А что касается моих личных отношений с сыном, то вот так реально я начал гастролировать только последние пару лет, когда он стал взрослым и независимым. Он часто со мной ездит, особенно на каникулах. В летние каникулы у нас уже традиция уезжать куда-то на два-три месяца. И Россия является неотъемлемой частью этой поездки. Несмотря на то, что мама у него американка, и он родился и вырос в Америке, у него какая-то невероятная тяга к России, к русской культуре, истории. Он мечтает приехать в Москву и поступить учиться. Для него это очень важно, и я стараюсь, чтобы он как можно больше времени здесь проводил. Это не потому, что я ему навязал. Детям ничего навязывать не нужно. Часто родители навязывают то, чего им когда-то хотелось. Но разве если они добьются чего-то из-за своего желания, дети от этого будут счастливее? Думаю, что нет.
– Есть творческие планы? С кем хотелось бы выступить на одной сцене?

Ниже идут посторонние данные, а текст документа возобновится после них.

PR #9624, opened 2024-01-20
Remove empty keyword splat in array after positional splat

jeremyevans:
Previously, this wasn't removed, because compile_array_1 was missing the newarraykwsplat instruction that compile_array uses.

Fixes [Bug #20180]


jeremyevans:
@nobu I rebased this after the changes in 223910b329751fbee36efe66ccd544e66dbe90f8, to fix the conflict.

jeremyevans:
Closing as this was fixed in a different way but not backportable way in #9766.

PR #9637, opened 2024-01-22
[PRISM] Add TP call/return events to method ISEQs

eightbitraptor:
Fixes https://github.com/ruby/prism/issues/2227


kddnewton (approved):
Nice!

PR #9641, opened 2024-01-22
[PRISM] Fix keywords arguments in IndexAndWriteNode

peterzhu2118:
Fixes ruby/prism#2233.

### DIFF
--- a/prism_compile.c
+++ b/prism_compile.c
@@ -931,10 +931,10 @@ pm_compile_call_and_or_write_node(bool and_node, pm_node_t *receiver, pm_node_t 
 }
 
 static void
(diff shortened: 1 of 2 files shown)


prism_compile.c
```diff
@@ -951,6 +951,11 @@ pm_compile_index_write_nodes_add_send(bool popped, LINK_ANCHOR *const ret, rb_is
         }
         ADD_SEND_WITH_FLAG(ret, &dummy_line_node, idASET, argc, INT2FIX(flag));
     }
+    else if (keywords && keywords->keyword_len) {
+        ADD_INSN1(ret, &dummy_line_node, opt_reverse, INT2FIX(keywords->keyword_len + block_offset + 1));
```
kddnewton, line 955: Will this fall back if optimizations are turned off?

kddnewton (approved):

prism_compile.c
peterzhu2118: `opt_reverse` is used to reverse the stack elements and it's used even when optimizations are turned off.

PR #9657, opened 2024-01-22
YJIT: Move guard up for a case of splat+rest

XrXr:
Previously, YJIT put the guard for having enough items to extract from
splat array at a place where the side exit is invalid, so if the guard
fails, YJIT could raise something other than ArgumentError. Move the
guard up to a place before any stack manipulation.

[[Bug #20204]](https://bugs.ruby-lang.org/issues/20204)


maximecb (approved):
Thank you for the fix and the extra tests 🙏

PR #10469, opened 2024-04-05
Fix nil error with KNOWNBUGS.rb

XrXr:
Previously, `make test-knownbugs` crashed with `NoMethodError` due to the failed regex match if there is a test case in it.

The note about 1.8 compatibility is probably bogus as we require a way more recent BASERUBY now.

### DIFF
--- a/bootstraptest/runner.rb
+++ b/bootstraptest/runner.rb
@@ -6,7 +6,6 @@
 # Never use optparse in this file.
 # Never use test/unit in this file.
 # Never use Ruby extensions in this file.
-# Maintain Ruby 1.8 compatibility for now
 
 $start_time = Time.now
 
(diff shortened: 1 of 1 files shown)


nobu:
> Previously, `make test-knownbugs` crashed with `NoMethodError` due to the failed regex match if there is a test case in it.

What file did you add?

bootstraptest/runner.rb
```diff
@@ -428,7 +427,7 @@ def add as
   def initialize(*args)
     super
     self.class.add self
-    @category = self.path.match(/test_(.+)\.rb/)[1]
+    @category = self.path.match(/test_(.+)\.rb/)&.[](1)
```
nobu, line 430:
```suggestion
    @category = self.path[/\Atest_(.+)\.rb\z/, 1]
```

XrXr:
> What file did you add?

I didn't add a file, just added a test case like `assert_equal "1", "1"` to the end of KNOWNBUGS.rb.

PR #10474, opened 2024-04-06
Don't set T_TYPES of NODE

yui-knk:
T_TYPES was needed once Ripper jumbled NODEs and other type objects. However such hack was already removed.
Therefore don't need to set T_TYPES of NODE.


nobu (approved):

yui-knk:
Thanks for the review.

PR #2002, opened 2018-11-03
Enumerator fiber yield

ioquatix:
This makes it so that it is possible to call `Fiber.yield` within a Enumerator block.

This is breaking `async` when non-blocking IO is used in an Enumerator: https://github.com/socketry/async/issues/23

I'm not sure if this is the best solution, but it feels like the right approach.

The general idea is that user should not worry about how Enumerator is implemented, `Fiber.yield` should work as expected.

PR #10478, opened 2024-04-07
Enumerator should use a non-blocking fiber.

ioquatix:
Some usage of `Enumerator` can be problematic in the event loop, e.g. calling `sleep`.

See <https://github.com/ruby/ruby/pull/2002> for background context.

This PR allows the fiber scheduler to transfer on blocking operations within an Enumerator's block.


ioquatix:
I have no idea how the parser change slipped in, I'm going to revert this and re-apply it.

PR #10481, opened 2024-04-07
Enumerator should use a non-blocking fiber, change `rb_fiber_new` to be non-blocking by default.

ioquatix:
This re-applies <https://github.com/ruby/ruby/pull/10478> sans the `parse.h` change.

### DIFF
--- a/cont.c
+++ b/cont.c
@@ -2382,7 +2382,7 @@ rb_fiber_initialize(int argc, VALUE* argv, VALUE self)
 VALUE
 rb_fiber_new_storage(rb_block_call_func_t func, VALUE obj, VALUE storage)
 {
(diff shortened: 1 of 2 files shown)


eregon:
This changes `rb_fiber_new` which [is public C API](https://github.com/ruby/ruby/blob/b473d304d449b520a967e45b7d5d5ecb8556b4c3/include/ruby/internal/intern/cont.h#L39) to always use a non-blocking fiber.
That seems incompatible.

eregon (dismissed):
See my comment

eregon:
I disabled the auto-merge since this incompatibility seems worth thinking about before merging.

ioquatix:
Can you show where it's incompatible?

eregon:
If it's already the behavior of Fiber.new then it sounds fair to change rb_fiber_new() too (which should have been changed at the same time ideally).

ioquatix:
Appreciate the review.

PR #10482, opened 2024-04-07
`Fiber#raise` recursively raises on nested resuming_fiber.

ioquatix:
https://bugs.ruby-lang.org/issues/20414

### DIFF
--- a/spec/ruby/core/fiber/raise_spec.rb
+++ b/spec/ruby/core/fiber/raise_spec.rb
@@ -99,13 +99,9 @@ describe "Fiber#raise" do
       f2 = Fiber.new { f1.resume }
       f2.transfer
 
-      error = nil
-      begin
-        f2.raise(RuntimeError)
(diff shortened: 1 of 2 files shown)


spec/ruby/core/fiber/raise_spec.rb
```diff
@@ -91,6 +91,23 @@
...
+      f2 = Fiber.new { f1.resume }
+      f2.transfer
+
+      error = nil
+      begin
+        f2.raise(RuntimeError)
+      rescue RuntimeError => error
+      end
+
+      error.should be_kind_of(RuntimeError)
```
eregon, line 108: `-> { ... }.should raise_error(RuntimeError, "message")`.
Would also be good to give a message to `Fiber#raise`  to not accidentally catch another RuntimeError.

ioquatix: Thanks, that's a good improvement.

PR #10493, opened 2024-04-10
put empty `rb_gc_force_recycle()`

ko1:
and declare it will be removed soon.

ddtrace is still referes the API and build was failed. See https://github.com/DataDog/dd-trace-rb/pull/3578

Maybe threre are only few users of this C-API now so we can remove it soon.

### DIFF
--- a/include/ruby/internal/gc.h
+++ b/include/ruby/internal/gc.h
@@ -823,4 +823,7 @@ rb_obj_write(
     return a;
 }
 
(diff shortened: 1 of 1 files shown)


ivoanjo:
Hey! https://github.com/DataDog/dd-trace-rb/pull/3578 has been released in version 1.22.0 so all good from ddtrace to remove it :)

PR #10503, opened 2024-04-11
prism_compile.c: X_STRING should be frozen

casperisfine:
The backtick method receives a frozen string unless it is interpolated.

Otherwise the string held in the ISeq could be mutated by a custom backtick method.

cc @kddnewton

cc @eregon (not 100% sure how best to spec this)


eregon:
The specs look fine. Ideally there would be a way to use `should_receive(:`).with('string').and { |arg,| arg.frozen? }` or so but that `and {}` doesn't exist currently.

kddnewton (approved):
Thanks @casperisfine!

PR #10504, opened 2024-04-11
prism_compile.c: use rb_enc_interned_str to reduce allocations

casperisfine:
The `rb_fstring(rb_enc_str_new())` pattern is inefficient because:

- It passes a mutable string to `rb_fstring` so if it has to be interned it will first be duped.
- It an equivalent interned string already exists, we allocated the string for nothing.

With `rb_enc_interned_str` we either directly get the pre-existing string with 0 allocations, or efficiently directly intern the one we create without first duping it.

Prism version of https://github.com/ruby/ruby/pull/10494

cc @kddnewton @etiennebarrie

### DIFF
--- a/prism_compile.c
+++ b/prism_compile.c
@@ -289,6 +289,35 @@ parse_string_encoded(const pm_scope_node_t *scope_node, const pm_node_t *node, c
     return rb_enc_str_new((const char *) pm_string_source(string), pm_string_length(string), encoding);
 }
 
+static inline VALUE
+parse_static_literal_string(rb_iseq_t *iseq, const pm_scope_node_t *scope_node, const pm_node_t *node, const pm_string_t *string)
+{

– Ой, много с кем. Из отечественных музыкантов – с Борисом Гребенщиковым, всегда очень хотел выступить с Океаном Эльзы. Сейчас есть такая молодая певица – Мария Чайковская, мне очень импонирует её музыка, и я бы очень хотел с ней сделать что-то совместное. Даже с Бастой очень хотелось бы что-нибудь сделать… и список продолжается.
– Работаете в этом направлении?
– Всё само как-то срастается, что бы я ни загадал. Я просто выбрасываю в космос какие-то мечты, пожелания и они рано или поздно сбываются в нужный момент.
– То есть вы из тех людей, кто посылает только положительную энергию в космос?
– Да, именно так. И она всегда возвращается. В тот момент, когда меньше всего этого ждешь. Какие-то глобальные цели занимают мой мозг целиком до одержимости. И все эти мысли притягивают всё, как магнит. Я делаю все, что в моих силах. Но есть какие-то вещи, где я не могу прыгнуть выше головы, не могу сам. Есть какие-то дополнительные звенья, которые должны рано или поздно срастись.
– Какую музыку чаще всего слушаете?
– Недавно мне кто-то прислал видео тунисского музыканта живущего в Париже по имени Dhafer Youssef. Последнее время часто его слушаю. Музыка этого человека поменяла мое восприятие и послужила огромным источником вдохновения к написанию большого количества свежей музыки к новому альбому. Надеюсь, удастся выпустить его этой осенью. Очень люблю слушать Аквариум, Стинга, Океан Эльзы, Юту, западный классический рок, джаз, этно-джаз. Но в машине у меня ничего не играет вообще, там у меня полная пустота. Эта пустота разгружает мой музыкальный мозг, позволяет ему отдохнуть.
– Многие, наоборот, боятся остаться наедине со своими мыслями.
– Да? Я обожаю находиться наедине со своими мыслями. Это не так часто бывает. Я, как публичный человек, очень много времени провожу с людьми. Для меня даже находиться в аэропорту, это мое личное внутреннее время. Несмотря на то, что там большое количество людей, для меня это время внутренней перезагрузки. Ну и, конечно же, то время, которое я провожу в путешествиях, в походах, в горах. Это то время, которое я могу провести с самим собой. И не только отключиться от музыки, но и от мыслей, чтобы разгрузить голову и просто находиться в сознании какой-то медитации, пассивного поглощения мира, Вселенной.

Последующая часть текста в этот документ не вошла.